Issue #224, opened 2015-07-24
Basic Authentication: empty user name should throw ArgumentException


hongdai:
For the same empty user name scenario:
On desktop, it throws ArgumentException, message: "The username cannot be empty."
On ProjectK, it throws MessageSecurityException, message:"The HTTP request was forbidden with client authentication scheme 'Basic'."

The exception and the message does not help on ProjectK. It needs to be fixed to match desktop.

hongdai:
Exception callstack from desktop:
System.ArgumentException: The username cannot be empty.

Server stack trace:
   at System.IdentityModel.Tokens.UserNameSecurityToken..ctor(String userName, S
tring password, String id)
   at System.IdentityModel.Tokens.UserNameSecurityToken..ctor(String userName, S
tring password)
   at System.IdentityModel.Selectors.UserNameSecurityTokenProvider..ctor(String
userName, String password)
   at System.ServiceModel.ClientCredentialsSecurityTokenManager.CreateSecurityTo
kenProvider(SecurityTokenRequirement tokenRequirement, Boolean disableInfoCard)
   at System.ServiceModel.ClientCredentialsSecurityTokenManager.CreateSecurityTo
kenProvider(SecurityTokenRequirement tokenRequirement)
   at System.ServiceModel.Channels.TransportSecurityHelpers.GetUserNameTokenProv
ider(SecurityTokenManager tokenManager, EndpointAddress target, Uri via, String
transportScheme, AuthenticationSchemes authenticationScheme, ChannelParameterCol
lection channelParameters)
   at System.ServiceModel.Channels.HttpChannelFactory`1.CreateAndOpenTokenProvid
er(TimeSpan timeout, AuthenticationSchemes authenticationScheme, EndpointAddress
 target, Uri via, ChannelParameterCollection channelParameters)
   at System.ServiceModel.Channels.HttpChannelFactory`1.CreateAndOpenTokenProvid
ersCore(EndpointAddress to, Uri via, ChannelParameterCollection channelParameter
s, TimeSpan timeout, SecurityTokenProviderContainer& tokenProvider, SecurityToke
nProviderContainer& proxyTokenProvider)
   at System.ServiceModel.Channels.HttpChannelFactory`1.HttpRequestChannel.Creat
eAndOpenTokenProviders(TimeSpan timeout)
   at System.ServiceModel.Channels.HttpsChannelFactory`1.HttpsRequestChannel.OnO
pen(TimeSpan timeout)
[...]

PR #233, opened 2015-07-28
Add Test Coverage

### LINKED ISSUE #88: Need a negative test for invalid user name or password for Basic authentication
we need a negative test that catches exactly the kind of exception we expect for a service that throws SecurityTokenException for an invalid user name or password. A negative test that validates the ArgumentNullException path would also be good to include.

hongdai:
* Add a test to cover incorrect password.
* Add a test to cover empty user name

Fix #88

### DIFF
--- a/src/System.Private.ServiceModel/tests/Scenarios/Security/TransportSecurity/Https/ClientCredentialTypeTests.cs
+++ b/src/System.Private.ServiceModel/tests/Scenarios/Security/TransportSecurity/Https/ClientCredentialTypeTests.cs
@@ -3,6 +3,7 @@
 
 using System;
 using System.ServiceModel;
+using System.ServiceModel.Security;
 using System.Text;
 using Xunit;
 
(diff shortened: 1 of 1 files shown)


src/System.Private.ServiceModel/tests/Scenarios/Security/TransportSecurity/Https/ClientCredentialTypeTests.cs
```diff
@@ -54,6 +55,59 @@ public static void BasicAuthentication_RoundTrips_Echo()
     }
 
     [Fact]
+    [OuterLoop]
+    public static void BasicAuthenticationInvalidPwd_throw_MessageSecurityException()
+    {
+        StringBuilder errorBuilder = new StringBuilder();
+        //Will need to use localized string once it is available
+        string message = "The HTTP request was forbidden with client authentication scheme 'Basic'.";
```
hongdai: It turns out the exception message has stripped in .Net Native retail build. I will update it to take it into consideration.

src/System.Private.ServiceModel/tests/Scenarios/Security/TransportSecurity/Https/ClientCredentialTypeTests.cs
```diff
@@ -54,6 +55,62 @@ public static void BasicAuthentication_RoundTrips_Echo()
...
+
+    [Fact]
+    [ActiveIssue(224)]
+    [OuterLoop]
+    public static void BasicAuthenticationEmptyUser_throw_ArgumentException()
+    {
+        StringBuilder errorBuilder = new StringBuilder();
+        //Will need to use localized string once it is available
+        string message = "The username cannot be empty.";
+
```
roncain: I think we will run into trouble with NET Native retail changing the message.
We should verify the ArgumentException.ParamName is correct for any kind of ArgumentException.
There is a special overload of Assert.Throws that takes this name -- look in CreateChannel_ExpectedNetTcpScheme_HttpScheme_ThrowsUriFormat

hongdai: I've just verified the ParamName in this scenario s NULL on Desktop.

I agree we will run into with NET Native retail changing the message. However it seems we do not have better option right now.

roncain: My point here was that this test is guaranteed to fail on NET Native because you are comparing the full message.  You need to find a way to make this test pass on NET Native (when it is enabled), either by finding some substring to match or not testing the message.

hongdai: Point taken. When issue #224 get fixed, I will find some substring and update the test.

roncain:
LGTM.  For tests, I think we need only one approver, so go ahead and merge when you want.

==

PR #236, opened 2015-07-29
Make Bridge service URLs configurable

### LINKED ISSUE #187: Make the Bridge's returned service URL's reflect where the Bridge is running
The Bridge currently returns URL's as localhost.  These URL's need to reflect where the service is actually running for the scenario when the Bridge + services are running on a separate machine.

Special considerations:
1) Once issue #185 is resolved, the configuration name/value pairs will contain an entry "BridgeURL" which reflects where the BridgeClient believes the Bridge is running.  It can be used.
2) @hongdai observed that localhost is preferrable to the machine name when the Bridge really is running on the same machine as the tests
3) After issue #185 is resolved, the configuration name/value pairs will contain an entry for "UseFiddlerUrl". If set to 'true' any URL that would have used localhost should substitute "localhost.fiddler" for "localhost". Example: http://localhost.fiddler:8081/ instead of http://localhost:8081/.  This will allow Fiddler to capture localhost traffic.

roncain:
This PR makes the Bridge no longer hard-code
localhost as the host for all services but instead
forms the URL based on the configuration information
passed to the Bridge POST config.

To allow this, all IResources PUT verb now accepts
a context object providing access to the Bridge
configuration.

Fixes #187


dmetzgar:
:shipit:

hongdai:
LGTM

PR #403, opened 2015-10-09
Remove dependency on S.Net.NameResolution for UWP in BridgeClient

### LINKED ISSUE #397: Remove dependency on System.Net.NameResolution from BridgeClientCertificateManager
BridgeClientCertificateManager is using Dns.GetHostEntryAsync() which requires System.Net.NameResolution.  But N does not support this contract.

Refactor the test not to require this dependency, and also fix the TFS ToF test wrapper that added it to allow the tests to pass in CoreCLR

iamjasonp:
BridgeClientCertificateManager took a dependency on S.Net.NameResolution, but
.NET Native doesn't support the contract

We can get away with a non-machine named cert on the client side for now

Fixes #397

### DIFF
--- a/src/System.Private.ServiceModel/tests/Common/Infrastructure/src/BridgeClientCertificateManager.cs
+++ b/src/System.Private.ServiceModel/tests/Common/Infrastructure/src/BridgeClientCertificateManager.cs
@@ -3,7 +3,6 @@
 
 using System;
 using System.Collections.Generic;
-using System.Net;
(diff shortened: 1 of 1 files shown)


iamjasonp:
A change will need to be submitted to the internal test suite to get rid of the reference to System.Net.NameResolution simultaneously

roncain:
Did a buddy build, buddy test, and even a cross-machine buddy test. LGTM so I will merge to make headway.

--

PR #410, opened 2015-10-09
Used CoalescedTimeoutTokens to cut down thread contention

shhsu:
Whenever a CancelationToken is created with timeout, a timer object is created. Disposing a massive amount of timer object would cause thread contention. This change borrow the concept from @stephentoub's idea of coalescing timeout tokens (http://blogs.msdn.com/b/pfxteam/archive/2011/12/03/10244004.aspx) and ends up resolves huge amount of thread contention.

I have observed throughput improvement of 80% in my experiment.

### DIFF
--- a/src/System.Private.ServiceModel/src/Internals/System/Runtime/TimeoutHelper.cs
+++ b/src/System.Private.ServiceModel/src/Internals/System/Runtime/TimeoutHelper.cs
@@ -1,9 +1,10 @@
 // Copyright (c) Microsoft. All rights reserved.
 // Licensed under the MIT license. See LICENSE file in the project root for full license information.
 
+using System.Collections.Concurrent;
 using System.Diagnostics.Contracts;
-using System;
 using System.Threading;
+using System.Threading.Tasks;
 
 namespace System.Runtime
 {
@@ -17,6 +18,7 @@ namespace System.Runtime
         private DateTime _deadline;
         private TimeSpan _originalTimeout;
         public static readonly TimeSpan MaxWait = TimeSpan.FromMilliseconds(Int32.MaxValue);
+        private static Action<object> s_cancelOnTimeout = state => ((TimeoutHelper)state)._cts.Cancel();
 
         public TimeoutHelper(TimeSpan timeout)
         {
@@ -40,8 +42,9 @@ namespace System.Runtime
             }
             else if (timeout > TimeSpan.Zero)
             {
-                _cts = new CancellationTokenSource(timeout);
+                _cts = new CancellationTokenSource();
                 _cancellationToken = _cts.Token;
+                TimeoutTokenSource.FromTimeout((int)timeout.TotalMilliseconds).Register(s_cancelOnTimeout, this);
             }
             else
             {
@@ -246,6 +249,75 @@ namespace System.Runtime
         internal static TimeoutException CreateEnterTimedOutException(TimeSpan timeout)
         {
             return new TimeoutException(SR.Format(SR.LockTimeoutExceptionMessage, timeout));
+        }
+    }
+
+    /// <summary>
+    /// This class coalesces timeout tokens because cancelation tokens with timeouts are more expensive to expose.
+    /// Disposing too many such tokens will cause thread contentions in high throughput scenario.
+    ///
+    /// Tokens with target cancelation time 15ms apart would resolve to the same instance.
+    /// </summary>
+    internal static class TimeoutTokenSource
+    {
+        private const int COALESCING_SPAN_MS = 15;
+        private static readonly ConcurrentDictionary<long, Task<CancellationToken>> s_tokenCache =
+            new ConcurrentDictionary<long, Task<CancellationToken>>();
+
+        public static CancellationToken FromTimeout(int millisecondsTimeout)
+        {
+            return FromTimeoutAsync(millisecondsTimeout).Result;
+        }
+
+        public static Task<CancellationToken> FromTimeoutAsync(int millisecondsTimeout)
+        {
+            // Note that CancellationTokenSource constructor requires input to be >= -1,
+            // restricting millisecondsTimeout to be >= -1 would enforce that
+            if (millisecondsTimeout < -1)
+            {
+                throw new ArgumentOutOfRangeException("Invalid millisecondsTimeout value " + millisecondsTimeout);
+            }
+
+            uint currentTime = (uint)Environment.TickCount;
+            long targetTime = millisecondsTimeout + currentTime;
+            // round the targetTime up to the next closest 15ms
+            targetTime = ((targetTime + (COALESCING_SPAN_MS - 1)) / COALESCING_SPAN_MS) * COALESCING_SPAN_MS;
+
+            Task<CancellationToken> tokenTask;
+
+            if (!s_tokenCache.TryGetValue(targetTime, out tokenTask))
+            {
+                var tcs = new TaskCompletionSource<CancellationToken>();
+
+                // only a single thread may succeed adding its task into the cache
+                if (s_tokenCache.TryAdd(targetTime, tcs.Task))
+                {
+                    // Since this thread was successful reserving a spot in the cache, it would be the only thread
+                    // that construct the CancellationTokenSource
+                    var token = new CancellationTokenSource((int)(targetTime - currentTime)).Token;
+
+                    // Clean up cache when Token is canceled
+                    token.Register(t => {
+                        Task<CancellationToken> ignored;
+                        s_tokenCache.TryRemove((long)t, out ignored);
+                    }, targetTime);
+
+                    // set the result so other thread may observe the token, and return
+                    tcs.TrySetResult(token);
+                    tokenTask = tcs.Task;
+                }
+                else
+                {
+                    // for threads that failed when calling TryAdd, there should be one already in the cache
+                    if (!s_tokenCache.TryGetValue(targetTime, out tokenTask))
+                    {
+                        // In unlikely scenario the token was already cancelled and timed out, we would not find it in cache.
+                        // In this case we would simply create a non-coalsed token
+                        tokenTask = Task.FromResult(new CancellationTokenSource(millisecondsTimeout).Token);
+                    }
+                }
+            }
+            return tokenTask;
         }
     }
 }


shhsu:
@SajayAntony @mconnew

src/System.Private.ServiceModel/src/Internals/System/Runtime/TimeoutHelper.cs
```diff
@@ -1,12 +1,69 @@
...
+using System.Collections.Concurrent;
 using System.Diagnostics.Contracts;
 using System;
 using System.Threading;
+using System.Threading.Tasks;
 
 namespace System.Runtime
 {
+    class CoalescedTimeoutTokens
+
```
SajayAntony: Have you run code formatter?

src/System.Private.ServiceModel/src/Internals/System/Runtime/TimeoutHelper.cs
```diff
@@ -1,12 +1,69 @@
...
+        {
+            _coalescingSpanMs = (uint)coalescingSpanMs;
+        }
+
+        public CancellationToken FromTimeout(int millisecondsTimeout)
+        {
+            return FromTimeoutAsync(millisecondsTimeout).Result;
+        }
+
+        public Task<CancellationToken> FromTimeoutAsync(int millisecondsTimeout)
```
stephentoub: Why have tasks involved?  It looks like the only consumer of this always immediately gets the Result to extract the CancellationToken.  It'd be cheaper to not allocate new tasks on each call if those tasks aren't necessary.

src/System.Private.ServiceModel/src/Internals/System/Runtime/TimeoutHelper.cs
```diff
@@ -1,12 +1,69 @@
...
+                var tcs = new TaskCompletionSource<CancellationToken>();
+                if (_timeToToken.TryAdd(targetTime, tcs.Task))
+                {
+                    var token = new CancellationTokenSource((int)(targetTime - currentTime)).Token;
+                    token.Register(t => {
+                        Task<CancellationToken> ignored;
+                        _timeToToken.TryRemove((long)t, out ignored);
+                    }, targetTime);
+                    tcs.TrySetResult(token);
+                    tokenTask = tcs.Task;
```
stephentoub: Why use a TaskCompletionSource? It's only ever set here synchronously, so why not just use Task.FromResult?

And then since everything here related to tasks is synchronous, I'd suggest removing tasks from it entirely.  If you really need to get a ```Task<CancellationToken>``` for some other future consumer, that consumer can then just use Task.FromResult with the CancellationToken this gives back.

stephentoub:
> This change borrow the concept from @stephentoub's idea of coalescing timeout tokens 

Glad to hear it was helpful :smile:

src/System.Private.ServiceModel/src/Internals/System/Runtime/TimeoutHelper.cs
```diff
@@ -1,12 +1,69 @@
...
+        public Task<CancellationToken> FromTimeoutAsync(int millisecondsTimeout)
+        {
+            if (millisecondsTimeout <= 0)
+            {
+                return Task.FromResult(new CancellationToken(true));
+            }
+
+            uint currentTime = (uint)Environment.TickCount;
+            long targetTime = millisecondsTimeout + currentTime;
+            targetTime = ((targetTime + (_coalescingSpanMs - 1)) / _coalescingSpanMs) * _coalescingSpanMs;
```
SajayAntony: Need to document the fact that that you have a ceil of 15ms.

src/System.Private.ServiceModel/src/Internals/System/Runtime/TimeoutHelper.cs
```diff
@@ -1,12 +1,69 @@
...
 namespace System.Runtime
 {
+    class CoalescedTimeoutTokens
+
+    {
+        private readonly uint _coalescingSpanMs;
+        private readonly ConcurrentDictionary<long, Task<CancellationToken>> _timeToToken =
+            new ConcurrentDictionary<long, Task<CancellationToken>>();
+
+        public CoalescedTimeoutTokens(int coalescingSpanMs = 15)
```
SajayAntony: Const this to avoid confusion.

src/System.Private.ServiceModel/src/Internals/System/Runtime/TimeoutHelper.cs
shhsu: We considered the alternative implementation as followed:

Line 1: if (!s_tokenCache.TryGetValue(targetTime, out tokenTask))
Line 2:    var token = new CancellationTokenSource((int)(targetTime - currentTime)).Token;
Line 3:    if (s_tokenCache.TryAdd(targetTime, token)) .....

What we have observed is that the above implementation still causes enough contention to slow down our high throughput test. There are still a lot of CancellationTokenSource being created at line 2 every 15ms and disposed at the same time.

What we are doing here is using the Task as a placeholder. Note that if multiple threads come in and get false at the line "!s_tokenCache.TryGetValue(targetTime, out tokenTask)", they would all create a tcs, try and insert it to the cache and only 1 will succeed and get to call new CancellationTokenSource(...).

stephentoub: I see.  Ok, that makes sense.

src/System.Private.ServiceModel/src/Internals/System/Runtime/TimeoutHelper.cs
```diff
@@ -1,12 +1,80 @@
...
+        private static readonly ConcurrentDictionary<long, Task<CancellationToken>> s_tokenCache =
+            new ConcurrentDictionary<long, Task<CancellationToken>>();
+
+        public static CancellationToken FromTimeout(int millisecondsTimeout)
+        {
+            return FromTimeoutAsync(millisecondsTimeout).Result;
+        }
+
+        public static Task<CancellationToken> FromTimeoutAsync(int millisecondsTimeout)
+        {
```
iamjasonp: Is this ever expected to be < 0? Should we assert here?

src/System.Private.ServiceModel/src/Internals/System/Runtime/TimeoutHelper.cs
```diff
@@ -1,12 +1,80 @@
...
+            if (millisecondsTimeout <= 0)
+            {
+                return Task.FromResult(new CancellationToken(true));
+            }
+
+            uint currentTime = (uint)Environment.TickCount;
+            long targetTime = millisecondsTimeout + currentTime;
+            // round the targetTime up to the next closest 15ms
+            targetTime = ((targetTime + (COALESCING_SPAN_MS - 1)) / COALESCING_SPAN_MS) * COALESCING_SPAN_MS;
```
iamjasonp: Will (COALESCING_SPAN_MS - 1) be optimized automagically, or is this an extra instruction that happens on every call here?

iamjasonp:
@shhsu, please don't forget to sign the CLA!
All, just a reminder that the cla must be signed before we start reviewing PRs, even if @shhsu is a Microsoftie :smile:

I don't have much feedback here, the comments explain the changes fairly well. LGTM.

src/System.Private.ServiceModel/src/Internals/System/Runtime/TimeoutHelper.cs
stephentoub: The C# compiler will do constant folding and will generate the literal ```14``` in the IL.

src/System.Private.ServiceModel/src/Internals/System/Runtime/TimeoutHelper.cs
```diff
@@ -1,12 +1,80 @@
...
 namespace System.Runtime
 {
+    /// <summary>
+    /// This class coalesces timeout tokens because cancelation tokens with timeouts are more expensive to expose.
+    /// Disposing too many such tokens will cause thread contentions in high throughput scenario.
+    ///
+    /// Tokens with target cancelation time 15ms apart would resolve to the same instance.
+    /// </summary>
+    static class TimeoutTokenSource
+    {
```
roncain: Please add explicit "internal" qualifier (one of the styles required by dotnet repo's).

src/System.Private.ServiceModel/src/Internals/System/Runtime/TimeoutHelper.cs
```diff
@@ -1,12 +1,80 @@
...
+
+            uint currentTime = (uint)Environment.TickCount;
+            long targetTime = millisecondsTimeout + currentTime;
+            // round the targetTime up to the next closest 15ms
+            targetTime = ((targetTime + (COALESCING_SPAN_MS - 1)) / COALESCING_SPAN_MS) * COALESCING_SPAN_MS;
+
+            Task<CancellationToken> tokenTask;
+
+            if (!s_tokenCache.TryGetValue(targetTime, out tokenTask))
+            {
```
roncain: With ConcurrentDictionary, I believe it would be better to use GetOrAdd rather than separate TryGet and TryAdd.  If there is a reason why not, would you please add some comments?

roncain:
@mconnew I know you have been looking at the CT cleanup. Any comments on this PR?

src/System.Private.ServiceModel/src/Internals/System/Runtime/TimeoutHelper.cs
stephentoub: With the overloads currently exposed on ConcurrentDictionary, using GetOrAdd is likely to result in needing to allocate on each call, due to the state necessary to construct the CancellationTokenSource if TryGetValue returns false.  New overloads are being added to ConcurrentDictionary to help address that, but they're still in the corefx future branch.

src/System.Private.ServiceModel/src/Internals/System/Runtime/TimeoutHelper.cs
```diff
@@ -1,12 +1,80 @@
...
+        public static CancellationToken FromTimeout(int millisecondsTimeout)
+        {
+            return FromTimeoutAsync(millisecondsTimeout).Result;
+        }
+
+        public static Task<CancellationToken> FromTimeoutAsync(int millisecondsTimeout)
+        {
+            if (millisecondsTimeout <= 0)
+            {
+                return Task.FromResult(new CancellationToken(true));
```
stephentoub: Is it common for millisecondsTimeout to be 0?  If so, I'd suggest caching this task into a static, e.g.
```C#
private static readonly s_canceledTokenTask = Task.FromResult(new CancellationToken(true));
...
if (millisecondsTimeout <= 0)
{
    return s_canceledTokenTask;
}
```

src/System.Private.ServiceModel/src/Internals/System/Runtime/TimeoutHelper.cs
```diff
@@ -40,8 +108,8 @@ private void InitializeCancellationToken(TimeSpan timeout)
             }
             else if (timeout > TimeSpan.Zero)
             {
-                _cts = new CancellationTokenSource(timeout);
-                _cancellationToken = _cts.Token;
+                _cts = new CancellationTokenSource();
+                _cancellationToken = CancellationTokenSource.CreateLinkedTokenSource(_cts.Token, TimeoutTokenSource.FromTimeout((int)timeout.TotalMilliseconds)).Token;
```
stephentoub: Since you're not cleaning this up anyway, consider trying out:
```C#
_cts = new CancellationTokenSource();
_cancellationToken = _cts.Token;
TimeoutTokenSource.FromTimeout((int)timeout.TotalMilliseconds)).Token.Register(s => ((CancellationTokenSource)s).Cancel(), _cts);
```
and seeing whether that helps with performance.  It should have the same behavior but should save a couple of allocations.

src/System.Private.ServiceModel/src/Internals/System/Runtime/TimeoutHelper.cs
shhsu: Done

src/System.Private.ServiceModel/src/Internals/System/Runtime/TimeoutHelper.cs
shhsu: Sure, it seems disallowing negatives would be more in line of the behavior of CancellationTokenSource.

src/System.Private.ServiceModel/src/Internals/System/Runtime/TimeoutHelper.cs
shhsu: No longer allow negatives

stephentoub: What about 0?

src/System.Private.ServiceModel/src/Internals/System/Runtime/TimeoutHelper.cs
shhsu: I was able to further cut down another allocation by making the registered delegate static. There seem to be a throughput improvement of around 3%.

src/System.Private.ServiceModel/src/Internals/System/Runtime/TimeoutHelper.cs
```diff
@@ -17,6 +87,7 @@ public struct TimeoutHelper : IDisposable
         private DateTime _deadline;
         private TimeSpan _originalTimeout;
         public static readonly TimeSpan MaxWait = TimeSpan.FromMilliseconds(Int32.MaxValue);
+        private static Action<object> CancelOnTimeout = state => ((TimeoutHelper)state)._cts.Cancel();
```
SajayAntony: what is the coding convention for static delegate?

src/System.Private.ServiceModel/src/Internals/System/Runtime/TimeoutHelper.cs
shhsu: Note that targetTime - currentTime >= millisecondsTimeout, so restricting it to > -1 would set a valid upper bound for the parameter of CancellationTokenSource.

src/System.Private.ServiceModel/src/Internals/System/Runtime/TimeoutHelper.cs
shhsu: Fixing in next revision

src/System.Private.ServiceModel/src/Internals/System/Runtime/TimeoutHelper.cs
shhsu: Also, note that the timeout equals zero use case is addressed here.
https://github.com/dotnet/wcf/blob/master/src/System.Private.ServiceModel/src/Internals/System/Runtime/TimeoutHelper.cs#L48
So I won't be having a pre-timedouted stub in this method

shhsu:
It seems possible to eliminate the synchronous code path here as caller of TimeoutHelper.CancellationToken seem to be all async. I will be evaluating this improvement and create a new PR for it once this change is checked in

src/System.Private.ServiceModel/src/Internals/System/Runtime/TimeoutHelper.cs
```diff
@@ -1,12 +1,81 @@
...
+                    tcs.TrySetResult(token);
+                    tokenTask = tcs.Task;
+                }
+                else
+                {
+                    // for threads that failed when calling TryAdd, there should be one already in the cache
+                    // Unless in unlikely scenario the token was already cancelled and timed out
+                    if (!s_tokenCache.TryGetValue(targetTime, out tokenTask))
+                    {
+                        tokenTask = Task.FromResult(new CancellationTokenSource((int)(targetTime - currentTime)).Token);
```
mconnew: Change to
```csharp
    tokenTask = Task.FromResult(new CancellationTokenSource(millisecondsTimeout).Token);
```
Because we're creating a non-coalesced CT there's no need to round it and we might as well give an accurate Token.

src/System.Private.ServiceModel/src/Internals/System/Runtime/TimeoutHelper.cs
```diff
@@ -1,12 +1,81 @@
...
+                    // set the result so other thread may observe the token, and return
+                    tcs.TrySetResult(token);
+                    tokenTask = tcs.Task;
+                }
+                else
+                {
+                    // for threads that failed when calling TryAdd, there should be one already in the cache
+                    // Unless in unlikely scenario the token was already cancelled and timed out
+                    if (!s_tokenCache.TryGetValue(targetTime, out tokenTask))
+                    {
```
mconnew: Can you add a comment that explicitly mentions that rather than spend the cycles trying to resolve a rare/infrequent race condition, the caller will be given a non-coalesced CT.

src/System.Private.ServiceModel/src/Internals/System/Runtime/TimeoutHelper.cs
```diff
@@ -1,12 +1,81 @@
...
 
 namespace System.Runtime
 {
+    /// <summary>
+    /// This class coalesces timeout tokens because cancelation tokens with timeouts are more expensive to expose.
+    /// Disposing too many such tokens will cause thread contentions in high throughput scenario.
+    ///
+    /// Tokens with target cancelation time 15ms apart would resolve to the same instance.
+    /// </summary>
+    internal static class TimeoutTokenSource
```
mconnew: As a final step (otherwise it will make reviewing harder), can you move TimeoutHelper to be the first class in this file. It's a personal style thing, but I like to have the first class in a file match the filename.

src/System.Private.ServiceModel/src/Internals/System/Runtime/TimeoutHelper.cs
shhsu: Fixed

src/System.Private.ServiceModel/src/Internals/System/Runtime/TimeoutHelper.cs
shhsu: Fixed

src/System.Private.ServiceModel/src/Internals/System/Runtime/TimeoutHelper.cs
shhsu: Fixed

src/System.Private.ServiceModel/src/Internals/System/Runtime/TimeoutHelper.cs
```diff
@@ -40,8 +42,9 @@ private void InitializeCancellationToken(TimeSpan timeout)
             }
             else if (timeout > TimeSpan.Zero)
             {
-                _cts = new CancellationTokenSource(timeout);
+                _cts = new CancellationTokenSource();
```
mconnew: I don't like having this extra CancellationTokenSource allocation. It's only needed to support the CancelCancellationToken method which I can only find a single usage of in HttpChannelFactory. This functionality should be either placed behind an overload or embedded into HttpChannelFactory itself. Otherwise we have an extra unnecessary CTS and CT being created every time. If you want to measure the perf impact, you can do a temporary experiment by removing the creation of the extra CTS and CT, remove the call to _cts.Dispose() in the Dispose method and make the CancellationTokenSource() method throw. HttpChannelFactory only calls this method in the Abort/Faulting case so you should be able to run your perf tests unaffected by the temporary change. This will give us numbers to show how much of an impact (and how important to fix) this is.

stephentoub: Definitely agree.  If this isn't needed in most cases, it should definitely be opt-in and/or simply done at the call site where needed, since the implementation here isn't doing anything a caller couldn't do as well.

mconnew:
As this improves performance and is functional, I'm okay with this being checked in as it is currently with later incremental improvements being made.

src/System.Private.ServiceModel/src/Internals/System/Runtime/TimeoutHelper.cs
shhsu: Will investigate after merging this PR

Exercise objective → If a line in the entries above contains "path", report it.

Response area →
we need a negative test that catches exactly the kind of exception we expect for a service that throws SecurityTokenException for an invalid user name or password. A negative test that validates the ArgumentNullException path would also be good to include.
It seems possible to eliminate the synchronous code path here as caller of TimeoutHelper.CancellationToken seem to be all async. I will be evaluating this improvement and create a new PR for it once this change is checked in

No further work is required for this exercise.